WHAT IS BEING ASKED: Everything in the listing below needs to be retyped exactly.
-------- PROVIDED DATA --------
PR #2351, opened 2015-06-18
[Tslint] - adding variable-name rule

bluong:
Putting more enforcement through tslint.  The rule enforces that variables are either camelCased or UPPER_CASED.  Mainly to keep to a consistent style that Typescript variables are normally under the above heuristic.

Invalid:
```typescript
var one_two_three;
```

Valid:
```typescript
var oneTwoThree;
```


jtlan:
Can we also add something to enforce that `private` and `protected` vars start with an underscore?

bluong:
That rule does not yet currently exist, but we should definitely look to make it a rule.

bluong:
Just variable renames NOQE

PR #2358, opened 2015-06-19
adding eslint + disabling default rules

bluong:
Disabling the default rules.  I'll enable them as needed gradually


aicioara:
Unless I'm mistaking, this will replace JSHint. If that is the case, can we create a new ticket for removing jshint, and then link it here? I want to avoid leaving trash behind (`Gruntfile` already has some tasks which I believe are not used anymore)

bluong:
Done https://github.com/palantir/plottable/issues/2361

bluong:
NOQE since no js change

PR #2366, opened 2015-06-20
[ESLint] - allowing for default usage of comma-dangle

bluong:
Default usage is where commas cannot be dangling at the end.

Invalid:
[ {foo: "bar"},
  {foo: "baz"}, ]

Valid:
[ {foo: "bar"},
  {foo: "baz"} ]


aicioara:
I don't really like this feature. But sure

PR #2367, opened 2015-06-20
[ESLint] - applying default usage of no-mixed-spaces-and-tabs

bluong:
Tab characters in general should not be used.  Only spaces for alignment.

Using {\t} as a tab character

Invalid:
```javascript
{\t}{\t}var foo = "bar;
```

Valid:
```javascript
  var foo = "bar";
```

### DIFF
--- a/.eslintrc
+++ b/.eslintrc
@@ -14,7 +14,6 @@
     "comma-spacing": 0,
     "key-spacing": 0,
     "space-infix-ops": 0,
-    "no-mixed-spaces-and-tabs": 0,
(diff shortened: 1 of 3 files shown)


aicioara:
I think we should completely forbid the usage of the tab character (I can't think of a usage for it in our codebase). I believe this rule does not do that. If you have a file all-tabs-indentation, it will pass?

bluong:
I'll look for a rule very soon that will ban tab characters.  This is mainly to get to the defaults as a starting point

PR #2368, opened 2015-06-20
[ESLint] - applying modified default usage of no-unused-vars

bluong:
Default usage means that if a variable is defined, it should be used somewhere.

Invalid:
```javascript
function foo() {
  var a = "test";
  return;
}
```

Valid:
```javascript
function foo() {
  var a = "test";
  doStuff(a);
  return;
}
```

A modification has been added so that global variables are exceptions to the rule.


aicioara:
Why not `vars: all`?

.eslintrc
```diff
@@ -8,7 +8,7 @@
     "quotes": 0,
     "consistent-return": 0,
     "no-console": 0,
-    "no-unused-vars": 0,
+    "no-unused-vars": [2, {"vars": "local"}],
```
aicioara: Why not `vars: all`?

Gruntfile.js
```diff
@@ -388,7 +385,7 @@ module.exports = function(grunt) {
   var updateQuickTestsJSON = function() {
     var qtJSON = [];
     var rawtests = grunt.file.expand("quicktests/overlaying/tests/**/*.js");
-    rawtests.forEach(function(value, index, array){
+    rawtests.forEach(function(value){
```
aicioara: Was this change needed?
The default setting in eslint is `"args": "after-used"`, so it should not be the case to flag this one. Also, I personally prefer leaving in all arguments for a function, in case future development needs them

bluong:

.eslintrc
bluong: `vars: all` enforces that functions that are exposed also need to be used, which doesn't make much sense.  Especially if they are utility functions.

Gruntfile.js
bluong: `"args": "after-used"` means that if `array` is used in the above, then the rule ignores the `value` and the `index` parameter usage.  However, in the example above, `index` and `array` are just not used.

I personally prefer the slim approach, only exposing what one needs, but I can see the validity in your statement.  We can do a quick survey to see what we prefer

aicioara:
Oh, I see

PR #2369, opened 2015-06-20
[ESLint] - applying default usage of no-return-assign

bluong:
Mainly by disabling the linter on require.js

### DIFF
--- a/.eslintrc
+++ b/.eslintrc
@@ -1,7 +1,6 @@
 {
   "rules": {
     "no-eval": 0,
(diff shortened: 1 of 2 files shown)


aicioara:
Can we configure Grunt to omit that folder? It seems odd to disable jslint rules in a 3rd party library. I'd also want this to run as fast as possible, by omitting needless folders.

bluong:

aicioara:
Rule is fine, I hoping for it + no change in the JS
--------
WRITTEN SOLUTION:
PR #2351, opened 2015-06-18
[Tslint] - adding variable-name rule

bluong:
Putting more enforcement through tslint.  The rule enforces that variables are either camelCased or UPPER_CASED.  Mainly to keep to a consistent style that Typescript variables are normally under the above heuristic.

Invalid:
```typescript
var one_two_three;
```

Valid:
```typescript
var oneTwoThree;
```


jtlan:
Can we also add something to enforce that `private` and `protected` vars start with an underscore?

bluong:
That rule does not yet currently exist, but we should definitely look to make it a rule.

bluong:
Just variable renames NOQE

PR #2358, opened 2015-06-19
adding eslint + disabling default rules

bluong:
Disabling the default rules.  I'll enable them as needed gradually


aicioara:
Unless I'm mistaking, this will replace JSHint. If that is the case, can we create a new ticket for removing jshint, and then link it here? I want to avoid leaving trash behind (`Gruntfile` already has some tasks which I believe are not used anymore)

bluong:
Done https://github.com/palantir/plottable/issues/2361

bluong:
NOQE since no js change

PR #2366, opened 2015-06-20
[ESLint] - allowing for default usage of comma-dangle

bluong:
Default usage is where commas cannot be dangling at the end.

Invalid:
[ {foo: "bar"},
  {foo: "baz"}, ]

Valid:
[ {foo: "bar"},
  {foo: "baz"} ]


aicioara:
I don't really like this feature. But sure

PR #2367, opened 2015-06-20
[ESLint] - applying default usage of no-mixed-spaces-and-tabs

bluong:
Tab characters in general should not be used.  Only spaces for alignment.

Using {\t} as a tab character

Invalid:
```javascript
{\t}{\t}var foo = "bar;
```

Valid:
```javascript
  var foo = "bar";
```

### DIFF
--- a/.eslintrc
+++ b/.eslintrc
@@ -14,7 +14,6 @@
     "comma-spacing": 0,
     "key-spacing": 0,
     "space-infix-ops": 0,
-    "no-mixed-spaces-and-tabs": 0,
(diff shortened: 1 of 3 files shown)


aicioara:
I think we should completely forbid the usage of the tab character (I can't think of a usage for it in our codebase). I believe this rule does not do that. If you have a file all-tabs-indentation, it will pass?

bluong:
I'll look for a rule very soon that will ban tab characters.  This is mainly to get to the defaults as a starting point

PR #2368, opened 2015-06-20
[ESLint] - applying modified default usage of no-unused-vars

bluong:
Default usage means that if a variable is defined, it should be used somewhere.

Invalid:
```javascript
function foo() {
  var a = "test";
  return;
}
```

Valid:
```javascript
function foo() {
  var a = "test";
  doStuff(a);
  return;
}
```

A modification has been added so that global variables are exceptions to the rule.


aicioara:
Why not `vars: all`?

.eslintrc
```diff
@@ -8,7 +8,7 @@
     "quotes": 0,
     "consistent-return": 0,
     "no-console": 0,
-    "no-unused-vars": 0,
+    "no-unused-vars": [2, {"vars": "local"}],
```
aicioara: Why not `vars: all`?

Gruntfile.js
```diff
@@ -388,7 +385,7 @@ module.exports = function(grunt) {
   var updateQuickTestsJSON = function() {
     var qtJSON = [];
     var rawtests = grunt.file.expand("quicktests/overlaying/tests/**/*.js");
-    rawtests.forEach(function(value, index, array){
+    rawtests.forEach(function(value){
```
aicioara: Was this change needed?
The default setting in eslint is `"args": "after-used"`, so it should not be the case to flag this one. Also, I personally prefer leaving in all arguments for a function, in case future development needs them

bluong:

.eslintrc
bluong: `vars: all` enforces that functions that are exposed also need to be used, which doesn't make much sense.  Especially if they are utility functions.

Gruntfile.js
bluong: `"args": "after-used"` means that if `array` is used in the above, then the rule ignores the `value` and the `index` parameter usage.  However, in the example above, `index` and `array` are just not used.

I personally prefer the slim approach, only exposing what one needs, but I can see the validity in your statement.  We can do a quick survey to see what we prefer

aicioara:
Oh, I see

PR #2369, opened 2015-06-20
[ESLint] - applying default usage of no-return-assign

bluong:
Mainly by disabling the linter on require.js

### DIFF
--- a/.eslintrc
+++ b/.eslintrc
@@ -1,7 +1,6 @@
 {
   "rules": {
     "no-eval": 0,
(diff shortened: 1 of 2 files shown)


aicioara:
Can we configure Grunt to omit that folder? It seems odd to disable jslint rules in a 3rd party library. I'd also want this to run as fast as possible, by omitting needless folders.

bluong:

aicioara:
Rule is fine, I hoping for it + no change in the JS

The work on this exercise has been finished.